Open-Source GeoAI Education: Reproducible Workflows for Geospatial AI
June 3, 2026 11:00 am (Central Time)
Abstract
GeoAI is transforming how Earth observation data are analyzed and interpreted, yet its integration into geospatial education is often constrained by limited accessibility, reproducibility, and computing resources. This project addresses these challenges by developing open-source, cloud-enabled teaching modules that support end-to-end GeoAI workflows for spatial analysis. The modules leverage Python-based tools such as SamGeo and GeoAI to guide learners through key stages of the GeoAI pipeline, including cloud-based data access, model development, and image segmentation using deep learning techniques.
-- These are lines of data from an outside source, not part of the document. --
PR #221, opened 2017-04-05
route /api/V2/identities/locals works.

sapiens-sapide:


iamdey:
need swagger spec :)

sapiens-sapide:
you have it within swagger.json, haven't you ?

PR #222, opened 2017-04-06
Remove line with origin because it breaks the docker build

ptran32:
This line is necassary ? @sapiens-sapide 
Because it breaks the docker build with this error:

"cd /go/.cache/govendor/github.com/hashicorp/go-multierror; git reset --hard 7554cd9344cec97297fa6649b055a8c98c2a1e55
fatal: Could not parse object '7554cd9344cec97297fa6649b055a8c98c2a1e55'."

I removed the line "origin" and it works well


gdchamal:
invalided

PR #223, opened 2017-04-06
Release/make release

gdchamal:
This is the main tool to manage a Caliopen release.

Basic usage: 

```
cd devtools
./make_release --conf package.yaml --version 0.0.3 --prepare --build
```

A package definition is needed to prepare them depending on the used language and then build them.

The git index is supposed to be master and sync with origin. A commit will define the release and also a 'release-<version> tag created

Only javascript and python packages managed at this time, and a lot of enhancement


devtools/make_release
```diff
@@ -0,0 +1,350 @@
...
+    if not os.path.isdir(directory):
+        raise Exception('No such package directory {}'.format(directory))
+
+    # Should fail if using package name
+    build_cmd = JS_BUILD_CMD.format(target=package['build_target'])
+    cmd = 'cd {}; {}'.format(directory, build_cmd)
+    res = do_package_command(package, cmd)
+    if not res:
+        return False
+    # Move build distribution
```
gdchamal: I introduce a build_target key for javascript and golang package configuration so we can have different packages build from the same directory (different package name and build_target), but we must have a predicatable way where the build can be found.

I use package['name'] but I'm not sure it will always the case ( web_application/dist/<package_name>)
May add another configuration key (or get it from the package.json ?)

iamdey:
Did not look the whole PR yet, I copy/paste something we might forgot:

>  14:50 dey chamal, je pense à un truc que j'avais zappé dans cette histoire: quel est l'objectif ? avoir une version identique pour tous les packages ? ou faire évoluer chacun d'eux indépendamment
> 14:52 dey ex. ex. concret: si on fait un correctif sur le back et release -> va-t-on republier les apps frontend ?
> 14:52 dey en soit c'est pas grâve, seulement inutile et consomme de la BP
> 14:54 dey autre cas de figure, semver peut perdre de son sens. ex: on remplace completement une fonctionnalité du front (pas de changement sur le back) -> on va publier une majeur ? 

In my previous job, we used [pmsiplan](https://github.com/pmsipilot/pmsiplan) to orchestrate build versions (I'm waiting for some screenshots to make it more understandable). Depending on what we choose, it could be a good tool.

gdchamal:
My plan is hazardous you're right, make all packages being same version number at each release, even if a package doesn't not have any change since last one. Fix of some packages can be done using the last digit of x.x.x version number, but it's not enough.

So instead of updating this package number, we will collect them upon release prepare step, assuming this version number is managed by each package and we must write a release-x.x.x.json file to describe what a release is.

I think we must discuss more about that point.

gdchamal:
```./make_release --version 0.3 build ```

will produce all languages packages in dist/0.3 directory

```./make_release --version 0.3 clean```

will clean previous release build

Issue #224, opened 2017-04-07
Build of lmtp fail


gdchamal:
(.venv) tao~/dev/caliopen/go/src/github.com/CaliOpen/CaliOpen/src/backend/protocols/go.smtp(master|✚3…) % go build github.com/CaliOpen/CaliOpen/src/backend/protocols/go.smtp/cmd/caliopen_lmtpd
# github.com/CaliOpen/CaliOpen/src/backend/protocols/go.smtp/vendor/github.com/CaliOpen/CaliOpen/src/backend/protocols/go.smtp
vendor/github.com/CaliOpen/CaliOpen/src/backend/protocols/go.smtp/receiver.go:28: undefined: guerrilla.BackendResult
vendor/github.com/CaliOpen/CaliOpen/src/backend/protocols/go.smtp/receiver.go:28: undefined: guerrilla.Envelope
vendor/github.com/CaliOpen/CaliOpen/src/backend/protocols/go.smtp/smtp.go:71: undefined: guerrilla.Backend
vendor/github.com/CaliOpen/CaliOpen/src/backend/protocols/go.smtp/smtp.go:72: undefined: guerrilla.Backend
vendor/github.com/CaliOpen/CaliOpen/src/backend/protocols/go.smtp/smtp.go:81: unknown field 'AllowedHosts' in struct literal of type guerrilla.ServerConfig
vendor/github.com/CaliOpen/CaliOpen/src/backend/protocols/go.smtp/smtp.go:93: not enough arguments in call to guerrilla.New
	have (*guerrilla.AppConfig, <T>)
	want (*guerrilla.AppConfig, "github.com/CaliOpen/CaliOpen/src/backend/protocols/go.smtp/vendor/github.com/flashmob/go-guerrilla/backends".Backend, log.Logger)
vendor/github.com/CaliOpen/CaliOpen/src/backend/protocols/go.smtp/smtp.go:93: multiple-value guerrilla.New() in single-value context

using govendor sync and a clean GOPATH

sapiens-sapide:
Sorry, but the revision number for guerrilla dependency is incorrect in vendor.json. I'll fix it.

gdchamal:
fixed

PR #225, opened 2017-04-07
Update govendor and use directly errwrap repository

gdchamal:
Fix some go build issues, but still one with lmtp: https://github.com/CaliOpen/Caliopen/issues/224


sapiens-sapide:
I'll fix the incorrect dependency revision references for errwrap & guerrilla in another commit. But this commit introduces a `govendor update` command that we do not want to execute as it updates dependencies revision to their latest instead of sticking to the revision number written in vendor.json.

gdchamal:
Vendor update permit to go further during my tests but yes must not be done. I'll remove them

PR #232, opened 2017-04-11
Permit to create a user for POC having a domain different thant calio…

gdchamal:
…pen instance default_domain


sapiens-sapide:
Need to manage non default domains within go.smtp & postfix after this merge.

gdchamal:
I may revert this change.

What I want to do for POC data loading will not work, have to define a better and more robust process

PR #166, opened 2023-03-30
Momchil updating notebooks for 2.0

momchil-flex:


tylerflex (changes requested):
Looks good, just a few comments:
* Will need to fix the submodule conflict I guess.
* TFSF notebook
   * I think we should add a note after the warnings about override structure eg `> Note: The warnings are just letting us know that we are using uniform grid along x and y (per our spec) even though the override structures have some extent in these dimensions. We can ignore as this is intended.`
   * The tile "Make the reference simulation with the plane wave source, and an empty simulation with a plane wave source to allow computing scattered fields." seems excessively long.
   * The bullet points [here](https://docs.flexcompute.com/projects/tidy3d/en/latest/notebooks/TFSF.html#TFSF-source-in-a-layered-substrate) dont render correctly in the actual html notebook, I think the fix is to add a newline between each bullet.
After this feel free to merge it.

PR #167, opened 2023-03-30
Basic mode source notebooks for 2.0

dbochkov-flexcompute:


tylerflex (changes requested):
Modal_sources_monitors
   * in cell [9] there is a warning about field decay. After this, can we write a quick note mentioning why we decide to ignore this warning in the notebook?
Mode Solver
    * in cell [3], we get a warning about no sources in the simulation. Can we add a note about why this is ok for mode solver simulations? eg `Tidy3D is warning us that the simulation does not contain a source. However, since this simulation is used to construct the mode solver and will not be run directly, we can ignore this warning.`

Similar comments about warnings in the other 2 notebooks.

This is pretty minor but I think will help new users if they see a warning in their own code so they have a sense for when it's ok to ignore them.

After these changes, feel free to merge this PR, thanks!

PR #170, opened 2023-03-30
Updated notebooks for 2.0

tomflexcompute:
- Changed Plugin imports

- Changed plot_field method arguments (`int` -> `abs^2`)

- Added `plt.show()` to replace `;`.

- Changed `FlexUnit` to `FlexCredit`.


tylerflex (changes requested):
Thanks Tom!

* 8 channel
    * maybe after explaining about the logging level being set to ERROR we should set it back to WARNING once the mode solver stuff is through? That way we encourage users to leave it on in case it catches warnings in the main simulation? If it will take too much time to re-run we can ignore this maybe.
* Do we want to be `verbose` in the runs for the following notebooks? (I'd say only leave it False if the runs are sufficiently fast that a user wont think the program is stuck).
    * Dielectric Metasurface?
    * Eueler?
    * Graphene?
    * Microwave?
* THz
    * In the last two `sim_data.plot_field()` I think we should supply the keyword arguments to the `'field', 'E', 'abs^2'` values, just so people can learn what they are.
     * This applies to other notebooks too, (Y junction, etc) if you think it's not worth re-running, I think we can leave this to later. It might exist in other notebooks too. We can make an issue on the front end if so.
 * Y junction
     * cell [10] terminates with `;`. Let's remove and throw in `plt.show()` instead. Check other cells.

PR #172, opened 2023-04-05
Add group index calculation example to ModeSolver

lucas-flexcompute:
Goes together with https://github.com/flexcompute/tidy3d/pull/828


tylerflex (approved):
Looks good to me, we can merge this into a new 2.1 docs branch once the front end is merged. Thanks!

PR #178, opened 2023-04-14
Add waveguide plugin example notebook

lucas-flexcompute:
Example notebook to showcase the uses of the waveguide plugin.


tomflexcompute (commented):
Thanks @lucas-flexcompute for making such a nice tool. A few minor comments below for your consideration.

1.	Usually we only capitalize the first letter of the first word on the notebook title so to follow the tradition, we can make it “Waveguide plugin”. Alternatively we can make it slightly more informative as something like “Waveguide plugin tutorial” or “Waveguide plugin demonstrations”.

2.	Why is the field value slightly asymmetric in the slot waveguide shown in Cell[21]?

3.	In the last plot, the effective index doesn’t seem to converge even with grid=resolution=45. I think this is a common issue in ModeSolver that has been brought up many times by our users. Maybe we should add a comment here and explain why Python side ModeSolver is not that accurate and if you need accurate results, you should use ModeSolverMonitor etc.

lucas-flexcompute:
> Usually we only capitalize the first letter of the first word on the notebook title so to follow the tradition, we can make it “Waveguide plugin”. Alternatively we can make it slightly more informative as something like “Waveguide plugin tutorial” or “Waveguide plugin demonstrations”.

Sounds good! I've renamed it to "Waveguide plugin demonstration".

> Why is the field value slightly asymmetric in the slot waveguide shown in Cell[21]?

From what I can see, the mode returned from the mode solver is asymmetric. It doesn't seem to be an artifact of the mesh or the plot. Note that the field plot in the center is also asymmetric. The asymmetry remains even for higher grid resolutions.

> In the last plot, the effective index doesn’t seem to converge even with grid=resolution=45. I think this is a common issue in ModeSolver that has been brought up many times by our users. Maybe we should add a comment here and explain why Python side ModeSolver is not that accurate and if you need accurate results, you should use ModeSolverMonitor etc.

True, I've added a comment along these lines. Let me know if you have any suggestions there.

tomflexcompute (approved):
Looks great. Thanks for the revision. 

Before you merge it, could you add an entry for it in the examples.rst file? I think it can go under the Advanced Structure Definition category or another that you can fit better. Thanks!

tylerflex:
@lucas-flexcompute / @tomflexcompute we may need to add the waveguide plugin to api.rst as well. see the other examples.

https://github.com/flexcompute-readthedocs/tidy3d-docs/blob/develop/docs/source/api.rst#plugins

Can @lucas-flexcompute make another PR for that? thanks

PR #179, opened 2023-04-14
Added Fresnel lens case study

tomflexcompute:
Customers have kept asking to see simulations with large domains to show our true capability. Someone happened to ask about Fresnel lens example. This Fresnel lens case study is meant to demonstrate how large of a model we can run and how fast we can run it. The simulation domain is over 100 wavelengths in all three directions and only takes about 6 mins.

Built on interactive Jupyter Notebooks and deployed via I-GUIDE JupyterHub, the materials ensure a consistent, scalable, and reproducible learning environment.
Speakers
Qiusheng Wu
University of Tennessee
Dr. Qiusheng Wu, an Associate Professor in the Department of Geography & Sustainability at the University of Tennessee, Knoxville, focuses on advancing open-source geospatial analytics through cloud computing and GeoAI. He is the creator and maintainer of several widely used open-source Python packages, including geemap, leafmap, segment-geospatial, and geoai. Dr. Wu’s work bridges remote sensing, Earth observation, and artificial intelligence to make large-scale geospatial analytics more accessible, reproducible, and intelligent. With I-GUIDE, he is a member of the 2025-26 cohort of UCGIS Community Champions.